Python implementation
We will use this method to select variables from the Titanic dataset, which has a mix of numerical and categorical variables. When loading the data, I will do some preprocessing to facilitate the demonstration and then separate it into train and test.
import pandas as pd import numpy as np from sklearn.model_selection import train_test_split from sklearn.metrics import roc_auc_score from feature_engine.selection import SelectByTargetMeanPerformance # load data data = pd.read_csv('https://www.openml.org/data/get_csv/16826755/phpMYEkMl') # extract cabin letter data['cabin'] = data['cabin'].str[0] # replace infrequent cabins by N data['cabin'] = np.where(data['cabin'].isin(['T', 'G']), 'N', data['cabin']) # cap maximum values data['parch'] = np.where(data['parch']>3,3,data['parch']) data['sibsp'] = np.where(data['sibsp']>3,3,data['sibsp']) # cast variables as object to treat as categorical data[['pclass','sibsp','parch']] = data[['pclass','sibsp','parch']].astype('O') # separate train and test sets X_train, X_test, y_train, y_test = train_test_split( data.drop(['survived'], axis=1), data['survived'], test_size=0.3, random_state=0)
We will select features based on the roc-auc using 2 fold cross-validation. The first thing to note is that Feature-engine allows us to use cross-validation, which is an improvement with respect to the original method described by the authors.

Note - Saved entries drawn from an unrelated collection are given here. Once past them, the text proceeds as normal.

PR #376, opened 2022-05-05
GitHub Issue NOAA-EMC/GSI#373.  Compress RadMon data files.

### LINKED ISSUE #373: Compress RadMon tar files
Compress the RadMon's tar files which are used for storage of extracted data.

EdwardSafford-NOAA:
Make necessary changes to both data extraction and image generation in order to handle compressed RadMon data files.

### DIFF
--- a/util/Radiance_Monitor/data_extract/ush/radmon_copy.sh
+++ b/util/Radiance_Monitor/data_extract/ush/radmon_copy.sh
@@ -82,7 +82,7 @@ if [[ ${exit_value} -eq 0 ]]; then
 
    for type in ${type_list}; do 
 
-      file_list=`ls ${DATA_LOCATION}/${type}.*${PDATE}*ieee_d* `
+      file_list=`ls ${DATA_LOCATION}/${type}.*${PDATE}*ieee_d* ${DATA_LOCATION}/${type}*tar* `
 
       for file in ${file_list}; do
          bfile=`basename ${file}`
--- a/util/Radiance_Monitor/image_gen/ush/RadMon_IG_glb.sh
+++ b/util/Radiance_Monitor/image_gen/ush/RadMon_IG_glb.sh
@@ -154,7 +154,7 @@ fi
 
 if [[ ${pdate} -gt ${latest_data} ]]; then
   echo " Unable to plot, pdate is > latest_data, ${pdate}, ${latest_data}"
-  exit 4 
+  exit 5 
 else
   echo " OK to plot"
 fi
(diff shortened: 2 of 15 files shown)


EdwardSafford-NOAA:
@DavidHuber-NOAA please take a look if you have a moment.  Thanks!

util/Radiance_Monitor/data_extract/ush/radmon_copy.sh
```diff
@@ -82,7 +82,7 @@ if [[ ${exit_value} -eq 0 ]]; then
 
    for type in ${type_list}; do 
 
-      file_list=`ls ${DATA_LOCATION}/${type}.*${PDATE}*ieee_d* `
+      file_list=`ls ${DATA_LOCATION}/${type}.*${PDATE}*ieee_d* ${type}*tar* `
```
DavidHuber-NOAA: Should this be
`ls ${DATA_LOCATION}/${type}.*${PDATE}*ieee_d* ${DATA_LOCATION}/${type}*tar* ` or do the .tar* files possibly live in a different directory?

If not, then it's not necessary to include the tar* files in this list since you would be copying from and to the `$dest_dir`.

util/Radiance_Monitor/image_gen/ush/RadMon_IG_glb.sh
```diff
@@ -208,8 +208,8 @@ fi
 #
 nfile_src=`ls -l ${ieee_src}/*${PDATE}*ieee_d* | egrep -c '^-'`
 if [[ $nfile_src -le 0 ]]; then
-   if [[ -e ${ieee_src}/radmon_angle.tar ]]; then
-      nfile_src=`tar -tf ${ieee_src}/radmon_angle.tar | grep ieee_d | wc -l`
+   if [[ -e ${ieee_src}/radmon_angle.tar || -e ${ieee_src}/radmon_angle.tar.${Z} ]]; then
+      nfile_src=`tar -tf ${ieee_src}/radmon_angle.tar* | grep ieee_d | wc -l`
```
DavidHuber-NOAA, line 218: Is there any possibility that both `radmon_angle.tar` and `radmon_angle.tar.$Z` could both exist?  If so, this command will result in an error.  If there is a chance for that, then I'd suggest adding exception handling (if both: error) or add code to 'tell' the file contents of both.

util/Radiance_Monitor/image_gen/ush/RadMon_IG_glb.sh
```diff
@@ -251,7 +251,7 @@ fi
 #
 test_list=`ls ${ieee_src}/angle.*${PDATE}.ieee_d*`
 if [[ $test_list = "" ]]; then
-   test_list=`tar -tf ${ieee_src}/radmon_angle.tar | grep ieee_d` 
+   test_list=`tar -tf ${ieee_src}/radmon_angle.tar* | grep ieee_d`
```
DavidHuber-NOAA, line 260: Same as above.  More occurrences follow.

DavidHuber-NOAA (changes requested):

util/Radiance_Monitor/data_extract/ush/radmon_copy.sh
EdwardSafford-NOAA: Oh gosh yes, the $DATA_LOCATION is required there.

util/Radiance_Monitor/image_gen/ush/RadMon_IG_glb.sh
EdwardSafford-NOAA: I'm tempted to say it's not possible that both versions exist.  That's my intent.  But you're probably right to suggest some defensive measures just in case.  I'll flag the presence of both as an error condition.

util/Radiance_Monitor/image_gen/ush/RadMon_IG_glb.sh
EdwardSafford-NOAA: This won't be a problem -- if both a compressed and uncompressed version of the radmon_angle.tar file exist the check above will catch it and exit, so this won't be executed.

EdwardSafford-NOAA:
@DavidHuber-NOAA please take another look when you have a moment.  Thanks.

DavidHuber-NOAA (approved):
Looks good, @EdwardSafford-NOAA.  Thanks!

MichaelLueken:
These changes have been approved by @DavidHuber-NOAA and no changes have been no source code changes, so I will now give final approval to these changes and merge them to the authoritative repository.

PR #396, opened 2022-05-26
GitHub Issue NOAA-EMC/GSI#388. Verification of readin_localization=.true. for regional GSI.

### LINKED ISSUE #388: Verification of readin_localizaiion=.true. for regional GSI
One recent test of FV3-LAM GSI compiled with debug mode  using readin_localization=.true. shows error message about index exceeding the upper boundary in convert_km_to_grid_units (hybrid_ensemble_isotropic.F90) at the labelled line as shown below:
if(nz>1)then
do n=2,n_ens
nk=(n-1)*grd_loc%nsig
do k=1,grd_loc%nsig
s_ens_h_gu_x(nk+k)=s_ens_h_gu_x(k) !clt runtime error occured,
s_ens_h_gu_y(nk+k)=s_ens_h_gu_y(k)
enddo
enddo
endif
Further investigation let me suspect the assginments of s_ens_h_gu_x are not correctly done when a map should be done between (1:nsig) and (grd_loc%kbegin_loc:grd_loc%kend_alloc). 
readin_localization is not used in EMC's regional runs, but the vertically varied horizontal scale is regarded as beneficial as done in the global GSI. Hence, this issue is expected to invite comments/suggestions and document progress on this point

TingLei-daprediction:
A quick fix for an "exceeding array bound" error when regional GSI in debug mode ran with readin_localizaiion=.true..
See issue : https://github.com/NOAA-EMC/GSI/issues/388. 
The new code shows identical results when built with debug mode or optimization mode.
And, both of them are also identical with previous GSI built with optimization mode, which is expected when the involved array is stored continuously in the memory. 
The identical results are concluded according to their output in the gsi stdout, especially for their Final/Initial cost/gradient as shown below
image

### DIFF
--- a/src/gsi/hybrid_ensemble_isotropic.F90
+++ b/src/gsi/hybrid_ensemble_isotropic.F90
@@ -4175,7 +4175,7 @@ subroutine convert_km_to_grid_units(s_ens_h_gu_x,s_ens_h_gu_y,nz)
   implicit none
 
   integer(i_kind) ,intent(in   ) ::nz
-  real(r_kind),intent(  out) ::s_ens_h_gu_x(nz),s_ens_h_gu_y(nz)
+  real(r_kind),intent(  out) ::s_ens_h_gu_x(nz*n_ens),s_ens_h_gu_y(nz*n_ens)
   logical :: print_verbose
   real(r_kind) dxmax,dymax
   integer(i_kind) k,n,nk


ShunLiu-NOAA (approved):

hu5970 (approved):

MichaelLueken:
The due date for these changes has past with no feedback, so I will now give final approval to these changes and merge them to the authoritative repository.

PR #404, opened 2022-06-03
Prune non-global files.

aerorahul:
This PR adds an option to `enable/disable` pruning of extraneous files when preparing for NCO.  Default is `OFF`.

PR #405, opened 2022-06-03
bug in the if statement for pruning

aerorahul:
There is a bug in the pruning if statement from #404 that needs to be corrected.


MichaelLueken (approved):
Approving bug fix.

MichaelLueken:
Merging bug fix to `ush/build_4nco_global.sh` in `release/gfsda.v16.3.0`.

PR #5995, opened 2020-04-17
Update Safari support for TypedArray.copyWithin

lorenzosim:
Added in https://bugs.webkit.org/show_bug.cgi?id=148035 which is part of Safari 10.

### DIFF
--- a/javascript/builtins/TypedArray.json
+++ b/javascript/builtins/TypedArray.json
@@ -344,10 +344,10 @@
                 "version_added": false
               },
               "safari": {
-                "version_added": false
+                "version_added": "10"
               },
               "safari_ios": {
-                "version_added": false
+                "version_added": "10"
               },
               "samsunginternet_android": {
                 "version_added": false
--- a/javascript/builtins/TypedArray.json
+++ b/javascript/builtins/TypedArray.json
@@ -344,7 +344,7 @@
                 "version_added": false
               },
               "safari": {
-                "version_added": "10"
+                "version_added": "9.1"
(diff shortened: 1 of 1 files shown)


javascript/builtins/TypedArray.json
```diff
@@ -344,10 +344,10 @@
                 "version_added": false
               },
               "safari": {
-                "version_added": false
+                "version_added": "10"
```
sideshowbarker, line 347:
```suggestion
                "version_added": "9.1"
```
Per https://trac.webkit.org/log/webkit/tags/Safari-601.2.7.1 and the following: https://github.com/mdn/browser-compat-data/blob/17a48dcd70cc8c804ffc53d904441417a01263d5/browsers/safari.json#L107-L112

…it looks like this might have first gone into Safari 9.1, before Safari 10

javascript/builtins/TypedArray.json
```diff
@@ -344,10 +344,10 @@
...
               },
               "safari_ios": {
-                "version_added": false
+                "version_added": "10"
```
sideshowbarker, line 350:
```suggestion
                "version_added": "9.3"
```
…per https://trac.webkit.org/log/webkit/tags/Safari-601.2.7.1 and the following:

https://github.com/mdn/browser-compat-data/blob/17a48dcd70cc8c804ffc53d904441417a01263d5/browsers/safari_ios.json#L96-L100

lorenzosim:
Thanks!

PR #6004, opened 2020-04-18
Fixed #5649 - set CSS logical properties shorthands as flag enabled in Chromium

### LINKED ISSUE #5649: No support for margin-inline|block and padding-inline|block in Chrome
Testing with Chrome 79 (stable):

Property | Status | Shown on MDN as
--- | --- | ---
margin-inline | **Not supported** | Supported (69)
margin-inline-start | Supported | Supported (69)
margin-inline-end | Supported | Supported (69)
margin-block | **Not supported** | Supported (69)
margin-block-start | Supported | Supported (69)
margin-block-end | Supported | Supported (69)
padding-inline | **Not supported** | Supported (69)
padding-inline-start | Supported | Supported (69)
padding-inline-end | Supported | Supported (69)
padding-block | **Not supported** | Supported (69)
padding-block-start | Supported | Supported (69)
padding-block-end | Supported | Supported (69)

Chrome doesn't seem to support the `-inline` and `-block` shorthands.

phistuck:
Fixed https://github.com/mdn/browser-compat-data/issues/5649.
`margin-block`, `padding-block`, `margin-inline` and `padding-inline` are not enabled by default yet.
Sources -
https://source.chromium.org/chromium/chromium/src/+/master:third_party/blink/renderer/core/css/css_properties.json5;l=5276?q=padding-block%20-file:test%20file:json
https://source.chromium.org/chromium/chromium/src/+/master:third_party/blink/renderer/platform/runtime_enabled_features.json5;l=445?q=CSSLogical%20file:json5

### DIFF
--- a/css/properties/margin-block.json
+++ b/css/properties/margin-block.json
@@ -9,8 +9,8 @@
               "version_added": "69",
               "flags": [
                 {
-                "type": "runtime_flag",
-                "name": "--enable-experimental-web-platform-features"
+                 "type": "runtime_flag",
+                  "name": "--enable-experimental-web-platform-features"
                 }
               ]
             },
@@ -18,8 +18,8 @@
               "version_added": "69",
               "flags": [
                 {
-                "type": "runtime_flag",
-                "name": "--enable-experimental-web-platform-features"
+                  "type": "runtime_flag",
+                  "name": "--enable-experimental-web-platform-features"
                 }
               ]
             },
@@ -27,8 +27,8 @@
               "version_added": "79",
               "flags": [
                 {
-                "type": "runtime_flag",
-                "name": "--enable-experimental-web-platform-features"
+                  "type": "runtime_flag",
+                  "name": "--enable-experimental-web-platform-features"
                 }
               ]
             },
--- a/css/properties/margin-block.json
+++ b/css/properties/margin-block.json
@@ -9,8 +9,9 @@
               "version_added": "69",
               "flags": [
                 {
-                  "type": "runtime_flag",
-                  "name": "--enable-experimental-web-platform-features"
+                  "type": "preference",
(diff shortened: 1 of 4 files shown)


css/properties/margin-block.json
```diff
@@ -6,13 +6,31 @@
...
           "support": {
             "chrome": {
-              "version_added": "69"
+              "version_added": "69",
+              "flags": [
+                {
+                  "type": "runtime_flag",
+                  "name": "--enable-experimental-web-platform-features"
+                }
+              ]
```
ddbeck, line 15: I've opened #6009 to address this more broadly, but we can do our part here to document this flag more consistently. Pending a decision on that, I'd suggest using this form for all the flags listed here:

```
"flags": [
  {
    "type": "preference",
    "name": "Experimental Web Platform features",
    "value_to_set": "Enabled"
  }
]
```

ddbeck:
Hi @phistuck, do you plan to revisit this PR soon?

css/properties/margin-block.json
phistuck: I changed it. I also shared my opinion (spoiler - I do not agree with this) at https://github.com/mdn/browser-compat-data/issues/6009.

phistuck:
> Hi @phistuck, do you plan to revisit this PR soon?

I am so sorry, I must have missed your comments! I definitely would have planned to revisit this and now I have.

css/properties/margin-block.json
ddbeck: Thank you for the changes and your input on #6009. I understand your disagreement and I am sympathetic to your point. I don't expect this to be the final form of the data and by aligning with data we already have, you're making it easier to get consistency with whatever we do end up with. I appreciate your help on this!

Feature-engine also allows us to decide how we will determine the intervals for numerical variables. We can choose equal frequency or equal width intervals. The authors used 1% quantiles, which is suitable for continuous variables with a fair spread of values, but not often suitable for skewed variables. In this demo, we will separate numerical variables into equal frequency intervals.
Finally, we want to select features for which the roc-auc is greater than 0.6.
# Feature-engine automates the selection of # categorical and numerical variables sel = SelectByTargetMeanPerformance( variables=None, scoring="roc_auc_score", threshold=0.6, bins=3, strategy="equal_frequency", cv=2,# cross validation random_state=1, # seed for reproducibility )
With the method fit() the transformer:
- replaces categories by the target mean
- sorts numerical variables into equal frequency bins
- replaces bins by the target mean
- using the target mean encoded variables returns the roc-auc
- selects features whose roc-auc > 0.6
# find important features sel.fit(X_train, y_train)
We can explore the ROC-AUC for each feature:
sel.feature_performance_ {'pclass': 0.6802934787230475, 'sex': 0.7491365252482871, 'age': 0.5345141148737766, 'sibsp': 0.5720480307315783, 'parch': 0.5243557188989476, 'fare': 0.6600883312700917, 'cabin': 0.6379782658154696, 'embarked': 0.5672382248783936}
We can find the features that will be dropped from the data:
sel.features_to_drop_ ['age', 'sibsp', 'parch', 'embarked']
With the method transform() we drop the features from the data sets:
# remove features X_train = sel.transform(X_train) X_test = sel.transform(X_test)
Simple. Now we have reduced versions of the train and test sets.